**Records for this exercise**

PR #636, opened 2023-10-29
Add docs for custom HTTP clients in umbrellas

### LINKED ISSUE #631: Configuring HTTP client in an umbrella app
I have an Umbrella app with multiple independently-deployable apps.
Each of these apps has their own HTTP client, e.g. `foo_app` would have:
```elixir
    children = [
      {Finch, name: FooApp.Finch},
    ]
  ```
  while `bar_app` would have:
  ```elixir
    children = [
      {Finch, name: BarApp.Finch},
    ]
  ```
  
 When configuring Sentry, I can only give one custom client:
 ```elixir
 config :sentry, client: MyApp.SentryFinchHTTPClient
  ```
Which forces me to have only one Finch instance, and so, create a new Umbrella app with a shared Finch instance and shared configurations.

whatyouhide:
Closes #631.

### DIFF
--- a/lib/sentry/http_client.ex
+++ b/lib/sentry/http_client.ex
@@ -66,6 +66,30 @@ defmodule Sentry.HTTPClient do
       config :sentry,
         client: MyApp.SentryFinchHTTPClient
 
+  ### Umbrella Apps
+
+  The HTTP client for Sentry is configured globally for the `:sentry` application. In an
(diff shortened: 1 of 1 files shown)


thojanssens:
Was this the only way? It wouldn't have been possible to allow for individual config (per app)?

I will also refer to this:
https://hexdocs.pm/elixir/1.15.7/library-guidelines.html#avoid-application-configuration

PR #643, opened 2023-11-08
Fix typo in the docs

dvic:


whatyouhide:
Great catch, thanks @dvic 💟

PR #648, opened 2023-11-15
Fix dialyzer warning

### LINKED ISSUE #647: Dialyzer warning when extra_return is set
### Environment

Master from github

### Steps to Reproduce

1. Add `:unmatched_returns` to dialyzer configuration

```diff
modified   mix.exs
@@ -14,6 +14,7 @@ defmodule Sentry.Mixfile do
       deps: deps(),
       elixirc_paths: elixirc_paths(Mix.env()),
       dialyzer: [
+        flags: [:unmatched_returns, :error_handling, :extra_return],
         plt_file: {:no_warn, "priv/plts/dialyzer.plt"},
         plt_core_path: "priv/plts",
         plt_add_deps: :app_tree,

[back]
```

2. Run `mix dialyzer` 

### Expected Result

Dialyzer should not find any errors. 

### Actual Result

Dialyzer finds the following error:

```
lib/sentry/logger_backend.ex:96:unmatched_return
The expression produces a value of type:


  :excluded
  | :ignored
  | nil
  | :ok
  | :unsampled
  | {:error, :invalid_dsn | {:invalid_json, _} | {:request_failure, _}}
  | {:ok, binary()}


but this value is unmatched.
```

This may not be a problem for sentry-elixir itself (after all, you can just choose not to add that extra configuration to the dialyzer options, but any application that uses `use Sentry.PlugCapture` and has that extra configuration set, will be affected.

Munksgaard:
When dialyzer is run on this project with the `:unmatched_returns` setting, a warning is generated for this piece of code. Here is one attempt at fixing the warning, but it should be noted that this fix will cause a change in behavior: If the call to `log` does not return `:ok`, an error will occur. I couldn't really tell what the desired outcome was here, perhaps you'd rather we match on `_`?

Fixes #647

### DIFF
--- a/lib/sentry/logger_backend.ex
+++ b/lib/sentry/logger_backend.ex
@@ -93,7 +93,8 @@ defmodule Sentry.LoggerBackend do
 
     if Logger.compare_levels(level, state.level) != :lt and
          not LoggerUtils.excluded_domain?(meta[:domain] || [], state.excluded_domains) do
-      log(level, msg, meta, state)
+      _ = log(level, msg, meta, state)
+      :ok
     end
 
     {:ok, state}


lib/sentry/logger_backend.ex
```diff
@@ -93,7 +93,8 @@ defmodule Sentry.LoggerBackend do
 
     if Logger.compare_levels(level, state.level) != :lt and
          not LoggerUtils.excluded_domain?(meta[:domain] || [], state.excluded_domains) do
-      log(level, msg, meta, state)
+      :ok = log(level, msg, meta, state)
+      :ok
```
whatyouhide, line 97: I think this should rather be

```suggestion
      _ = log(level, msg, meta, state)
      :ok
```

as we're not guaranteed that `log/4` always returns `:ok`, right?

Munksgaard: That's correct, and it's essentially what I wanted your feedback on. I'll change it as you suggest.

whatyouhide (approved):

**What the task asks**
The response should consist only of the lines running from the one that contains "whatyouhide, line 97: I" through the end of the material, repeated exactly.

**Answer below**
whatyouhide, line 97: I think this should rather be

```suggestion
      _ = log(level, msg, meta, state)
      :ok
```

as we're not guaranteed that `log/4` always returns `:ok`, right?

Munksgaard: That's correct, and it's essentially what I wanted your feedback on. I'll change it as you suggest.

whatyouhide (approved):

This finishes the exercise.